The front yard of Charlotte and Cecil Evans was designed to control water runoff and manage the ever-present neighborhood deer population.

Yard of the Month

A patch of pink Gregg’s mistflower adds soft color to the yard.

Yard of the Month

A side-yard flower bed features blooming sages. Photos by Sharon Lockett

Yard of the Month

Rosemary and natural grasses help maintain a natural-looking landscape. Photos by Sharon Lockett

Yard of the Month:

Drought- and deer-resistant plants keep this Willow Creek landscape beautiful year round
Sunday, December 6, 2020

“Between the deer and the environment” is Charlotte Evans’ description of challenges facing their front-yard landscape in Willow Creek. Designed and built by her husband Cecil, the landscape project was intended to control water runoff over an extensive lawn after heavy rains. Like any serious gardener in Central Texas, Cecil is still experimenting with plantings and their preferences, while managing browsing by the neighborhood deer. The Evans home, on Rolling Oaks near Stagecoach Trail, is Spring Lake Garden Club’s yard of the month for December 2020.

The Evanses have enjoyed their home for 20 years, with a back yard adjoining Willow Creek itself, but water runoff from higher elevations on the far side of the street and the street itself needed to be tamed. So Cecil used rectangular stones to construct a series of connected freeform planting beds across the middle of the lawn, to redirect rainwater around the house and down the driveway. These new planting areas, under large trees, were initially covered with 30 yards of mulch, but one extreme storm with eight inches of rain washed mulch out of the beds and downhill toward the creek. Cecil planted ground covers to stabilize soil in the beds, but local deer developed a taste for the low-growing vinca and Asian jasmine, and now a single clump of Carolina jessamine still survives. (Note that unlike Asian jasmine, Carolina is not actually a true jasmine and is in a different genus.) Other plantings still growing in the beds are feather grasses thriving near large, decorative rocks found on the property. These wispy grasses look delicate but are tough and can endure drought. Other bedding plants include an unusual white flowered sage and a number of rosemary plants. Although resistant to deer, rosemary may refuse to thrive in some locations, sometimes because it prefers a sunnier spot or its roots are too wet. Sections of the planting beds receive more shade than others, so finding locations for different plants is part of this landscape experiment.

One standout plant filling the end of one bed is Gregg’s mist flower, whose lavender blooms have been a magnet for butterflies until mid-November. When first planted, the flower buds were nibbled off by deer before they could bloom, so Cecil surrounded the plants with a low wire enclosure, which deters deer (and ironically appears to keep the plants from escaping). Cecil found these highly successful native plants at C&J Greenhouses in Martindale. A long planting area near the front porch also hosts swarms of butterflies, attracted by blooming clumps of deep red salvia greggii and blue sage, both ignored by deer.

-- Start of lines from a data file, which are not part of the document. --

PR #4021, opened 2021-02-24
Reset the internal state of the embedded object manager to its previous state

### LINKED ISSUE #4018: Nested HtmlOutputProcessors with embedded objects modify the internal state
This is kind of an obscure bug that just recently surfaced in combination with the bbcodes for threads and posts. It was observed that multiple of such bbcodes within one message will cause only the first one to be rendered. Actually, depending on the circumstances, additional bbcodes could be rendered, if they are embedded objects of the first referenced object.

The issue unfolds like this:
1. A message with support for embedded objects is being rendered.
2. `HtmlOutputProcessor::setContext()` sets the active message of `MessageEmbeddedObjectManager`.
3. During processing, a bbcode is encounted that makes use of `HtmlOutputProcessor` itself (here: Render an excerpt of a post).
4. The same logic as in step 2 happens, setting the internal state of the `MessageEmbeddedObjectManager` to the object in step 3.
5. Once the embedded message is rendered, the control flow switches back to the original message.
6. The next bbcode in this message attempts to read from the `MessageEmbeddedObjectManager`, but the active message points to the embedded message in step 3 now.
7. The bbcode is unable to render the data and its fallback logic kicks in.

dtdesign:
Fixes #4018

### DIFF
--- a/wcfsetup/install/files/lib/system/html/output/HtmlOutputProcessor.class.php
+++ b/wcfsetup/install/files/lib/system/html/output/HtmlOutputProcessor.class.php
@@ -65,11 +65,18 @@ class HtmlOutputProcessor extends AbstractHtmlProcessor {
 	public function process($html, $objectType, $objectID, $doKeywordHighlighting = true, $languageID = null) {
 		$this->languageID = $languageID;
 		$this->setContext($objectType, $objectID);
-		
-		$this->getHtmlOutputNodeProcessor()->setOutputType($this->outputType);
-		$this->getHtmlOutputNodeProcessor()->enableKeywordHighlighting($doKeywordHighlighting);
-		$this->getHtmlOutputNodeProcessor()->load($this, $html);
-		$this->getHtmlOutputNodeProcessor()->process();
+
+		MessageEmbeddedObjectManager::getInstance()->setActiveMessage($objectType, $objectID, $this->languageID);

Other plants undisturbed by browsers are shrimp plants at one side of the house, so named because of the shape and color of their blooms, a gray-leaved cenizo (Texas sage) shrub near the entrance and a sago palm at the opposite side. Note that this plant is poisonous to animals (and therefore shunned by deer), so pets should be dissuaded from contact with it. Several small mountain laurels, all started from seed, are filling in an area near the driveway and will offer perennial green against the pale rock of the house. Other year-round green is provided in a line of sheared boxwood plants along the front porch perimeter near the house entrance. Against all odds, including neighborhood deer, Cecil Evans continues to improve and adjust plantings in front yard beds designed to manage water runoff, but which also showcase adaptable native plants in all seasons.